PR #280, opened 2016-10-13
Ref #263: hide permissions form if readonly

leplatrem:
@n1k0 r?

### DIFF
--- a/src/components/PermissionsForm.js
+++ b/src/components/PermissionsForm.js
@@ -13,6 +13,14 @@ export default class PermissionsForm extends Component {
   }
 
   render() {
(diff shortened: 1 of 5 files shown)


src/components/PermissionsForm.js
```diff
@@ -13,6 +13,14 @@ export default class PermissionsForm extends Component {
   }
 
   render() {
+    if (this.props.readonly) {
+      return (
+        <div className="alert alert-warning">
+          You don't have the required permission to edit the object permissions.
```
n1k0: Nit: *to edit the permissions for this resource*?

PR #288, opened 2016-10-14
Fix #69: bigger submit form buttons

### LINKED ISSUE #69: Improve the styles of forms wrt action button sizes
Spawned from the comments in #65. 

> In the collection create form, «Add» is bigger than «Submit». I was tempted to click «add», which adds a display field instead of the submit button on the left. — idea: replace «Add» by «+» and move submit to the right

leplatrem:
capture d ecran de 2016-10-14 17-56-29

Some friday night thing...

### DIFF
--- a/css/styles.css
+++ b/css/styles.css
@@ -343,6 +343,14 @@ table.record-list td.load-more {
   margin: 0;
 }
 
+/* Generic forms */
+
+form button[type="submit"].btn-primary {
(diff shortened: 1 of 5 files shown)


n1k0:
I'm not entirely sure, but I'm not expert in UX. r+ if you're sure :)

leplatrem:
Yes, I'm sure it's better, although probably not perfect.

Issue #283, opened 2016-10-13
Rename «history» for server urls to something else


leplatrem:

sunakshi96:
Hey 
Can "Account-Details"  work a substitute for history?

leplatrem:
Sorry I didn't provide much details.
I was referring to this https://github.com/Kinto/kinto-admin/blob/773ef8cad8924bd23f2925a830d87948efb0b656/src/actions/history.js
which stores the server URLs that were entered by the user.

Some possible names for these would be: 
* previous server urls
* server url history
* ...

But just `history` is confusing now that we have pages with the history of objects

PR #291, opened 2016-10-17
Update flow version, add typings to UI components.

n1k0:
WiP.

- [x] Add types to collection related components
- [x] Add types to bucket related components
- [x] Add types to group related components
- [x] Add types to record related components
- [x] Add types to other UI components


src/components/AuthForm.js
```diff
@@ -181,11 +188,25 @@ function extendUiSchemaWithHistory(uiSchema, history, clearHistory) {
...
+    uiSchema: Object,
+    formData: Object,
+  };
+
   defaultProps = {
     history: []
   };
 
-  constructor(props) {
+  constructor(props: Object) {
```
n1k0: This would actually want to be `props: Props` and the Prop type being extracted from below, though having these inline is much less verbose...

src/components/AuthForm.js
```diff
@@ -194,7 +215,7 @@ export default class AuthForm extends Component {
     };
   }
 
-  onChange = ({formData}) => {
+  onChange = ({formData}: {formData: Object}) => {
```
n1k0: It would be nice to manage using the `AuthData` union type here, but couldn't have it working :/

src/components/HistoryTable.js
```diff
@@ -6,6 +10,15 @@ import AdminLink from "./AdminLink";
 
 
 class HistoryRow extends Component {
+  props: {
+    bid: string,
+    entry: Object,
```
n1k0: It may be time to create a type for these.

src/components/HistoryTable.js
```diff
@@ -78,6 +92,12 @@ function FilterInfo({location}) {
 }
 
 export default class HistoryTable extends Component {
+  props: {
+    bid: string,
+    location: RouteLocation,
+    history: Object[],
```
n1k0: Ditto

src/components/HomePage.js
```diff
@@ -1,24 +1,27 @@
...
+import type { SessionState } from "../types";
+
 import React, { Component } from "react";
 
 import Spinner from "./Spinner";
 import AuthForm from "./AuthForm";
 
 
-function ServerProps({serverInfo}) {
+function ServerProps({node}: {node: Object}) {
```
n1k0: Note: this is left vaguely typed on purpose as this is a recursive component which deals with differently shaped nodes.

src/components/HomePage.js
```diff
@@ -28,23 +31,29 @@ function ServerProps({serverInfo}) {
...
           </div>
         </div>}
     </div>
   );
 }
 
 export default class HomePage extends Component {
+  props: {
+    session: SessionState,
+    history: string[],
```
n1k0: Refs #283, this name is really really confusing here

src/components/HomePage.js
```diff
@@ -28,23 +31,29 @@ function ServerProps({serverInfo}) {
...
+    clearHistory: Function,
+    setup: Function,
+    navigateToExternalAuth: Function,
```
n1k0: General remark with function types, would be useful to actually type their signatures :D

src/components/JSONRecordForm.js
```diff
@@ -24,7 +25,14 @@ function validate(json, errors) {
 }
 
 export default class JSONRecordForm extends Component {
-  onSubmit = (data) => {
+  props: {
+    disabled: boolean,
+    record: string, // JSON string representation of a record data
```
n1k0: Instead of a comment we could probably rename the prop here, eg. `recordJson`

src/components/Notifications.js
```diff
@@ -70,11 +84,16 @@ export class Notification extends Component {
   }
 }
 
-export default class Notifications extends Component {
+export default class Notifications_ extends Component {
```
n1k0: Note: component names suffixed with an `_` are so because they were conflicting with type names.

src/components/bucket/BucketAttributes.js
```diff
@@ -6,15 +14,24 @@ import BucketTabs from "./BucketTabs";
 
 
 export default class BucketAttributes extends Component {
-  deleteBucket = (bid) => {
+  props: {
+    params: RouteParams,
+    session: SessionState,
+    bucket: BucketState,
+    capabilities: Object,
```
n1k0: It would be nice being able to type the capabilities object

src/components/bucket/BucketForm.js
```diff
@@ -63,7 +70,11 @@ function DeleteForm({bid, onSubmit}) {
         <Form
           schema={deleteSchema}
           validate={validate}
-          onSubmit={({formData}) => onSubmit(formData)}>
+          onSubmit={({formData}) => {
+            if (typeof onSubmit === "function") {
```
n1k0: I had to add this check in a few places in the code, because flow doesn't seem to follow code paths very accurately; here for instance, we can't end up with onSubmit being anything else than a function.

src/components/group/GroupForm.js
```diff
@@ -128,7 +150,7 @@ export default class GroupForm extends Component {
           {` ${creation ? "Create" : "Update"} group`}
         </button>
         {" or "}
-        <Link to="/">Cancel</Link>
+        <AdminLink name="home" params={{}}>Cancel</AdminLink>
```
n1k0: Side note: we could definitely allow the `params` prop to not being passed here.

src/components/record/RecordForm.js
```diff
@@ -9,12 +17,16 @@ import { canCreateRecord, canEditRecord } from "../../permission";
 import { cleanRecord, linkify } from "../../utils";
 
 
-export function extendSchemaWithAttachment(schema, attachment, edit=false) {
-  if (!attachment.enabled) {
+export function extendSchemaWithAttachment(
+  schema: Object,
+  attachmentConfig: ?{enabled: boolean},
```
n1k0: we should type the `required` property too, and maybe destructure these here

src/components/record/RecordForm.js
```diff
@@ -31,8 +43,12 @@ export function extendSchemaWithAttachment(schema, attachment, edit=false) {
   };
 }
 
-export function extendUiSchemaWithAttachment(uiSchema, attachment) {
-  if (!attachment.enabled || !uiSchema.hasOwnProperty("ui:order")) {
+export function extendUiSchemaWithAttachment(
+  uiSchema: Object,
+  attachmentConfig: ?{enabled: boolean}
```
n1k0: Ditto

n1k0:
I'll probably investigate [https://flowtype.org/docs/third-party.html](flow-typed) as well

n1k0:
Okay, most self-review comments addressed, I'm landing this.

------

__Exercise objective__. Using the records above, report each line with the string "Update".

__Exercise output__.
Update flow version, add typings to UI components.
           {` ${creation ? "Create" : "Update"} group`}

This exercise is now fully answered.